Look for the word "have" in the entries below, then copy every line that has it.

• **DATA FOR THE TASK**
%%

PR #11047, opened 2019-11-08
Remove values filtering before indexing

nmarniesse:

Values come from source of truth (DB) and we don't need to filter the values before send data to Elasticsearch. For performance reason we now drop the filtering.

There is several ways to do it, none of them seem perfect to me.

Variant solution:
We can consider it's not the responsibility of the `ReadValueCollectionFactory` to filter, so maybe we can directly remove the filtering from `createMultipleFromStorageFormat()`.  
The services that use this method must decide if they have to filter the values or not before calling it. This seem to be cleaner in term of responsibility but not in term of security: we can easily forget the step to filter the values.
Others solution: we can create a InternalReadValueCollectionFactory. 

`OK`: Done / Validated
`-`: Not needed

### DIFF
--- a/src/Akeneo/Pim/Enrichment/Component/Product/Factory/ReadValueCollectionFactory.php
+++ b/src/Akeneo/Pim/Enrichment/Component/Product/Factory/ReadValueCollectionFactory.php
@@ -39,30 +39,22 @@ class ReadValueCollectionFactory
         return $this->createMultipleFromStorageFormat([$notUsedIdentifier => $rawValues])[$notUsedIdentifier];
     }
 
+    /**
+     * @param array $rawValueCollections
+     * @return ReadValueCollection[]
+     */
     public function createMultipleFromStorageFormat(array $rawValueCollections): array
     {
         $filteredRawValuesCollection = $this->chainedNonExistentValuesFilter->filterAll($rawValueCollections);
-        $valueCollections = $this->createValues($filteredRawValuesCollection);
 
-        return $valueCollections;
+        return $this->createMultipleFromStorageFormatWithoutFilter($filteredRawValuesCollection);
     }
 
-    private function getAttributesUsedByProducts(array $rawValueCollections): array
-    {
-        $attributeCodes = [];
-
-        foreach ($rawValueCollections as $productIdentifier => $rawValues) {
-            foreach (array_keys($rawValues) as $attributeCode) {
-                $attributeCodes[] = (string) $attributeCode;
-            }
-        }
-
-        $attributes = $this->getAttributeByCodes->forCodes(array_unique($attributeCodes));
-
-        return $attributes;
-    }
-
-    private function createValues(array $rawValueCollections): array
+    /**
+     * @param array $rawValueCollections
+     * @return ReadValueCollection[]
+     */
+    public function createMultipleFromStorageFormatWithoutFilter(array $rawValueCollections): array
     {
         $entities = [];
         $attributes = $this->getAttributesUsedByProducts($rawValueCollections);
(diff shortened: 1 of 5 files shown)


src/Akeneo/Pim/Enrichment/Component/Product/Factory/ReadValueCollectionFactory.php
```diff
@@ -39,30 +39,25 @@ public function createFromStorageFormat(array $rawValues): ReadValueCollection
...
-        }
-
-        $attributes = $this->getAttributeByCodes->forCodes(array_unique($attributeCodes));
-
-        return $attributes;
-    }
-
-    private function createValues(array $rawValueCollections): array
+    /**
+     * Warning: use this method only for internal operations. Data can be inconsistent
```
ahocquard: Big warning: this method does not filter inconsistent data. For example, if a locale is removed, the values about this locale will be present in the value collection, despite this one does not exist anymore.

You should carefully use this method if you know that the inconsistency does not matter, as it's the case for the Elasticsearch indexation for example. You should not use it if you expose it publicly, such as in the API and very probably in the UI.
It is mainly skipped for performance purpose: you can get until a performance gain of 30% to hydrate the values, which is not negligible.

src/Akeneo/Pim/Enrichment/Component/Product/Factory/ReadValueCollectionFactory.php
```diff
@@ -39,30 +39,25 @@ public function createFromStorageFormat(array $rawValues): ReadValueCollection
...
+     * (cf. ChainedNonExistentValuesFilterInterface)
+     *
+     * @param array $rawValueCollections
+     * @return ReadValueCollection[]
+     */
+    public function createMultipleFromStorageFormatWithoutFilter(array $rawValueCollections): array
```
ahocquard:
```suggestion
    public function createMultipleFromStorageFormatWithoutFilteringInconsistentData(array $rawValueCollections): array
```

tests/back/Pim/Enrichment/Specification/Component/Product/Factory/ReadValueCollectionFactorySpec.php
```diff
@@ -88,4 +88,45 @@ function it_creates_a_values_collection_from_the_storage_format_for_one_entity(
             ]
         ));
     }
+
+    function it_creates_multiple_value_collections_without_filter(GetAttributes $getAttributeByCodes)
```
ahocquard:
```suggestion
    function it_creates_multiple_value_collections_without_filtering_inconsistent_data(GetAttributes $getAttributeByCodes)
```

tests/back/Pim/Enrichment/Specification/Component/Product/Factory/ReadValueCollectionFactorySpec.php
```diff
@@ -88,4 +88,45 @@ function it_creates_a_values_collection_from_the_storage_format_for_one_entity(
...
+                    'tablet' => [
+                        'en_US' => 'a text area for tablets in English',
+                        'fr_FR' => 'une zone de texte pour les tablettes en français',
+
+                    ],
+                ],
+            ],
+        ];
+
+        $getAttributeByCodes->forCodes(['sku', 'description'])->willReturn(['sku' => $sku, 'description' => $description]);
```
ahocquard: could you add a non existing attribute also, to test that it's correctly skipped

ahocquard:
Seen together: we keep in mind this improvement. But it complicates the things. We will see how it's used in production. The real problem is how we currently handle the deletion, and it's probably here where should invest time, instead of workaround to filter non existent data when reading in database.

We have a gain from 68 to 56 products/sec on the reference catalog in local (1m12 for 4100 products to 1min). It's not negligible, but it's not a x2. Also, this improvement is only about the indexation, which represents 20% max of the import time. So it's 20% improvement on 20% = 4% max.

%%

• **ANSWER BELOW**
The services that use this method must decide if they have to filter the values or not before calling it. This seem to be cleaner in term of responsibility but not in term of security: we can easily forget the step to filter the values.
We have a gain from 68 to 56 products/sec on the reference catalog in local (1m12 for 4100 products to 1min). It's not negligible, but it's not a x2. Also, this improvement is only about the indexation, which represents 20% max of the import time. So it's 20% improvement on 20% = 4% max.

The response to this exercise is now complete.